WORK ORDER: Your output must match the records exactly, line for line.

[Stored items]
PR #3620, opened 2025-02-27
celery multiline

ben851:

This will fix (for the most part) celery multiline issues. There are a couple outstanding oneoffs, but the main thing is that stack traces work now. 

## What are you changing?

Celery multiline on fluentbit

## After merging this PR


P0NDER0SA (approved):
computing regex.... computing .... computing....

approved 🔔

PR #3644, opened 2025-03-11
set staging and dev sms-send-scalable hpa back to max 3 pods

sastels:
## What are you changing?

We set the sms-send hpa to go up to 6 pods, here we dial it back to 3 (same as prod and same as the original value speced out in September)


ben851 (approved):
LGTM

PR #3678, opened 2025-03-20
Workflow trigger fix

P0NDER0SA:

It should run DB upgrades as a part of our Helmfile Apply workflow -- but the subsequent steps will not run unless the DB upgrade works successfully

## What are you changing?

Adding an action for the DB upgrade and calling it from the necessary helmfile apply workflow (for staging)

This is a modification to have this work a little more streamlined and make our helmfile apply easily dependent on the db upgrade working

## After merging this PR


ben851 (approved):
LGTM

PR #3692, opened 2025-03-25
Removing old DB Upgrade from Production API Pod

P0NDER0SA:

The K8s API Pod will no longer have the DB upgrade code run during its deployment.  This is now done in a separate step/pod prior to deploying the API.  The Lambda API and K8s API  deployments will both now be independent of the API K8s deployment.

## What are you changing?

Updating the API K8s deployment (Helmfile) file to remove the DB upgrade scripts.

https://app.zenhub.com/workspaces/notify-planning-core-6411dfb7c95fb80014e0cab0/issues/gh/cds-snc/notification-planning-core/20

## After merging this PR


ben851 (approved):
LGTM

PR #3693, opened 2025-03-26
Adding the Revision Number to our DB Upgrade Job

P0NDER0SA:

This will just add the revision number to our DB Upgrade jobs for better identification, and ensuring that it'll run every time, even if the same tag is being used.

## What are you changing?

Minor update to the DB upgrade job and DB Upgrade GHA

This is related to our work on removing the DB upgrade from our API K8s deployment

## After merging this PR


ben851 (approved):
neato

jimleroyer (approved):

PR #3699, opened 2025-03-31
adding step label to db upgrade job for new env creation

ben851:

We need the database upgrade job to run before API fires up on new environment creation. Setting the helmfile label as step 4 so that it gets run as a pre-req.

## What are you changing?

Dev env creation

## After merging this PR


jimleroyer (approved):
LGTM

PR #3574, opened 2023-12-14
[AC-1817] Remove AccessAll logic from miscellaneous sprocs

eliykat:
## Type of change

```
- [ ] Bug fix
- [x] New feature development
- [ ] Other
```

## Objective

Continue to remove AccessAll logic in sprocs. This is a misc. grouping of sprocs that was left over after my last PRs.

## Code changes

The following sprocs have been updated:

RESULT OF THE EXERCISE:
PR #3620, opened 2025-02-27
celery multiline

ben851:

This will fix (for the most part) celery multiline issues. There are a couple outstanding oneoffs, but the main thing is that stack traces work now. 

## What are you changing?

Celery multiline on fluentbit

## After merging this PR


P0NDER0SA (approved):
computing regex.... computing .... computing....

approved 🔔

PR #3644, opened 2025-03-11
set staging and dev sms-send-scalable hpa back to max 3 pods

sastels:
## What are you changing?

We set the sms-send hpa to go up to 6 pods, here we dial it back to 3 (same as prod and same as the original value speced out in September)


ben851 (approved):
LGTM

PR #3678, opened 2025-03-20
Workflow trigger fix

P0NDER0SA:

It should run DB upgrades as a part of our Helmfile Apply workflow -- but the subsequent steps will not run unless the DB upgrade works successfully

## What are you changing?

Adding an action for the DB upgrade and calling it from the necessary helmfile apply workflow (for staging)

This is a modification to have this work a little more streamlined and make our helmfile apply easily dependent on the db upgrade working

## After merging this PR


ben851 (approved):
LGTM

PR #3692, opened 2025-03-25
Removing old DB Upgrade from Production API Pod

P0NDER0SA:

The K8s API Pod will no longer have the DB upgrade code run during its deployment.  This is now done in a separate step/pod prior to deploying the API.  The Lambda API and K8s API  deployments will both now be independent of the API K8s deployment.

## What are you changing?

Updating the API K8s deployment (Helmfile) file to remove the DB upgrade scripts.

https://app.zenhub.com/workspaces/notify-planning-core-6411dfb7c95fb80014e0cab0/issues/gh/cds-snc/notification-planning-core/20

## After merging this PR


ben851 (approved):
LGTM

PR #3693, opened 2025-03-26
Adding the Revision Number to our DB Upgrade Job

P0NDER0SA:

This will just add the revision number to our DB Upgrade jobs for better identification, and ensuring that it'll run every time, even if the same tag is being used.

## What are you changing?

Minor update to the DB upgrade job and DB Upgrade GHA

This is related to our work on removing the DB upgrade from our API K8s deployment

## After merging this PR


ben851 (approved):
neato

jimleroyer (approved):

PR #3699, opened 2025-03-31
adding step label to db upgrade job for new env creation

ben851:

We need the database upgrade job to run before API fires up on new environment creation. Setting the helmfile label as step 4 so that it gets run as a pre-req.

## What are you changing?

Dev env creation

## After merging this PR


jimleroyer (approved):
LGTM

PR #3574, opened 2023-12-14
[AC-1817] Remove AccessAll logic from miscellaneous sprocs

eliykat:
## Type of change

```
- [ ] Bug fix
- [x] New feature development
- [ ] Other
```

## Objective

Continue to remove AccessAll logic in sprocs. This is a misc. grouping of sprocs that was left over after my last PRs.

## Code changes

The following sprocs have been updated:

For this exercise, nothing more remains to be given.